Vladimir_Nesov 23 Sep 2018 18:49 UTC
LW: 2 AF: 1
AF
I was talking about what I understand the purpose/design of intent verification to be, not specifically the formalizations you described. (I don’t think it’s particularly useful to work out the details without a general plan or expectation of important technical surprises.)
- TurnTrout 23 Sep 2018 19:31 UTC
  LW: 1 AF: 1
  AF Parent
  If you decompose the creation of such an agent, some of those actions are wasted effort in the eyes of a pure u_A maximizer (“dont help me too much”). So, the logic goes, they really aren’t related to u_A, but rather to skirting the impact measure, and should therefore be penalized.

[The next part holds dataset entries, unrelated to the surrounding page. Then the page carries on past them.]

PR #4201, opened 2026-07-18
reject arbitrary attribute assignment on bound methods

### LINKED ISSUE #4163: Bound method objects incorrectly allow arbitrary attribute assignment
### Describe the Bug

The following does not produce an error:

```
class Foo:
    def real_method(self) -> None: ...

f: Foo = Foo()
f.real_method.test = None
```

This code will fail at runtime.

`mypy` for reference:
```
$ mypy --strict example.py 
example.py:5: error: "Callable[[], None]" has no attribute "test"  [attr-defined]
```

Note that unbound methods can be assigned arbitrary attributes. This (bad) code does not fail at runtime.
```
def func() -> None: pass
func.test = None
print(func.test)
```

Both `pyrefly` and `mypy` report errors for this case.
```
ERROR Object of class `FunctionType` has no attribute `test` [missing-attribute]
 --> example.py:2:1
  |
2 | func.test = None
  | ^^^^^^^^^
```

and `mypy`:
```
$ mypy --strict example.py 
example.py:2: error: "Callable[[], None]" has no attribute "test"  [attr-defined]
```

### Sandbox Link

https://pyrefly.org/sandbox/?project=N4IgZglgNgpgziAXKOBDAdgEwEYHsAeAdAA4CeSIAxlKnHAAQBiuuiAOuvV-ZjGPQCcYqKAH0AtjAAuAC1yYAFHBhQwASnoBaAHz0AcrnQxE9QmY4cwJ5rnoBeJiwVrLhISInS5mQlPhT7fUMYEAAaEDIhMChSX1xxKAoAYnoABVIomPo0LDx8ekpDSABzAFcBVCkIQ0IOFIBlGBh6GSkpYjhEAHouyL4YwlwBYq6YdC7MXEo4LsL0EvLK6vH6MCH6VAA3VGhUbFgCoogyiqrDelxiM-Q4WvQyWUNNTZgBOGXAthAAZkIARgATF8OMQhMoAg4viIoMD0CAAL7hVCUKovRjQEKIEA5HAEEjkeFAA

_No response_

knQzx:
a bound method is a `types.MethodType`, which doesn't override `__setattr__`/`__delattr__`, so assigning an arbitrary attribute to it fails at runtime. pyrefly allowed it: `lookup_magic_dunder_attr1` had no `BoundMethod` arm, so the base fell through to the general lookup and resolved the dunder via `MethodType.__getattr__` (returns `Any`), which made the assignment look valid

add a `BoundMethod` arm mirroring the `ClassInstance` handling: when the mutating dunder is inherited from `object`, report it as not-found so the set/delete is rejected. attribute reads are unchanged

closes #4163

### DIFF
--- a/pyrefly/lib/alt/attr.rs
+++ b/pyrefly/lib/alt/attr.rs
@@ -2017,6 +2017,24 @@ impl<'a, Ans: LookupAnswer> AnswersSolver<'a, Ans> {
             {
                 acc.not_found(NotFoundOn::ClassInstance(cls.class_object().clone(), base))
             }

  - Vladimir_Nesov 23 Sep 2018 19:59 UTC
    LW: 2 AF: 1
    AF Parent
    It could as easily be “do this one slightly helpful thing”, an addition on top of doing nothing. It doesn’t seem like there is an essential distinction between such different framings of the same outcome that intent verification can capture.

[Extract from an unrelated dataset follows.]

PR #4207, opened 2026-07-19
Fix False positive "Function declared to return Never but is missing an explicit return"

### LINKED ISSUE #4176: False positive "Function declared to return `Never` but is missing an explicit `return`"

    - TurnTrout 23 Sep 2018 20:58 UTC
      LW: 1 AF: 1
      AF Parent
      Whether these granular actions exist is also an open question I listed.
      
      I don’t see why some version of IV won’t be able to get past this, however. There seems to be a simple class of things the agent does to get around an impact measure that it wouldn’t do if it were just trying to pursue a goal to the maximum extent. It might be true that the things the agent does to get around it are also slightly helpful for the goal, but probably not as helpful as the most helpful action.

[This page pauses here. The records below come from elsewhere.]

PR #4212, opened 2026-07-20
fix Unpacked TypeVarTuple in callable doesn't consider optional arguments #1269

### LINKED ISSUE #1269: Unpacked TypeVarTuple in callable doesn't consider optional arguments
### Describe the Bug

```
from typing import *

def test[*Ts, T](f: Callable[[*Ts], T], *args: *Ts): pass
def callback(x: int, y: int = 1): pass

test(callback, 1) # error?
test(callback, 1, 1) # ok
```

It seems like `*Ts` gets eagerly resolved to `tuple[int, int]` as if every argument was required. But I think we should only do that if it's un-solved by the end of the call. In this case, the args provided in the first call is valid when considering optional params.

### Sandbox Link

https://pyrefly.org/sandbox/?project=N4IgZglgNgpgziAXKOBDAdgEwEYHsAeAdAA4CeS4ATrgLYAEALqcROgOZ0Q3G6UN0AqADroRmGGEbwGAbQEAVOABo68gLoAKMIjoBhVFCipssGXMVqV6lQNSU2cHQrgBKHcVRw4YiXQDGBlDYqH4A1hr4OqwMKqRR6PwAvHQAjG50Hl4iIgzSGgGGwWEqaXQAxHQwlNSUAPw5eQVBIaElJS7ldLihIEogZJQSUKSEDLRQFBUACqSDYMN0aFh4%2BP646JBsAK6UqAwQ64QiFQDKMDB0ABYMDMSOAPT3A0MjvGz3MOj3mLh%2BcPd%2BdabHZ7A5fOhgXh0VAAN1Q0GMsDWGwg212%2B3WXWIGPQcCO6DIDEu6wAtDCqnAwXRkkIQABmQgpABMtJEIAAvn0QvtyQAxaAwChLHAEEjkdlAA

_No response_

asukaminato0721:
# Summary

Fixes #1269

Callable inference now models every valid positional prefix introduced by optional parameters, allowing later *args evidence to select the correct Ts arity

# Test Plan

add test

### DIFF
--- a/pyrefly/lib/solver/subset.rs
+++ b/pyrefly/lib/solver/subset.rs
@@ -349,36 +349,55 @@ impl<'solver, 'subset, Ans: LookupAnswer> Subset<'solver, 'subset, Ans> {
                     Some(Param::Varargs(_, Type::Unpack(u))),
                 ) => {
                     let mut l_types = Vec::new();
+                    let mut l_optional_prefixes = Vec::new();
                     loop {
-                        if let Some(Param::PosOnly(_, l, _) | Param::Pos(_, l, _)) = l_arg {
+                        if let Some(Param::PosOnly(_, l, required) | Param::Pos(_, l, required)) =
+                            l_arg
+                        {
+                            // Each trailing optional positional parameter adds a valid shorter
+                            // sequence; a later required parameter makes earlier prefixes invalid.
+                            match required {
+                                Required::Required => l_optional_prefixes.clear(),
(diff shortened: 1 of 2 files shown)


yangdanny97:
Thanks! I'll patch this to add a cap for how many things we expand, I think maybe past 8 we should fall back to the old behavior for performance reasons.

grievejia (approved):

      - Vladimir_Nesov 23 Sep 2018 21:29 UTC
        LW: 2 AF: 1
        AF Parent
        I worry there might be leaks in logical time that let the agent choose an action that takes into account that an impactful action will be denied. For example, a sub-agent could be built so that it’s a maximizer that’s not constrained by an impact measure. The sub-agent then notices that to maximize its goal, it must constrain its impact, or else the main agent won’t be allowed to create it. And so it will so constrain its impact and will be allowed to be created, as a low-impact and maximally useful action of the main agent. It’s sort of a daemon, but with respect to impact measure and not goals, which additionally does respect the impact measure and only circumvents it once in order to get created.
        
        TurnTrout 24 Sep 2018 2:44 UTC
        LW: 1 AF: 1
        AF Parent
        That’s a really interesting point. I’d like to think about this more, but one preliminary intuition I have against this (and any general successor creation by AUP, really) being the best action is that making new agents aligned with your goals is instrumentally convergent. This could add a frictional cost so that the AUP agent would be better off just doing the job itself. Perhaps we could also stop this via an approval incentives, which might tip the scales enough?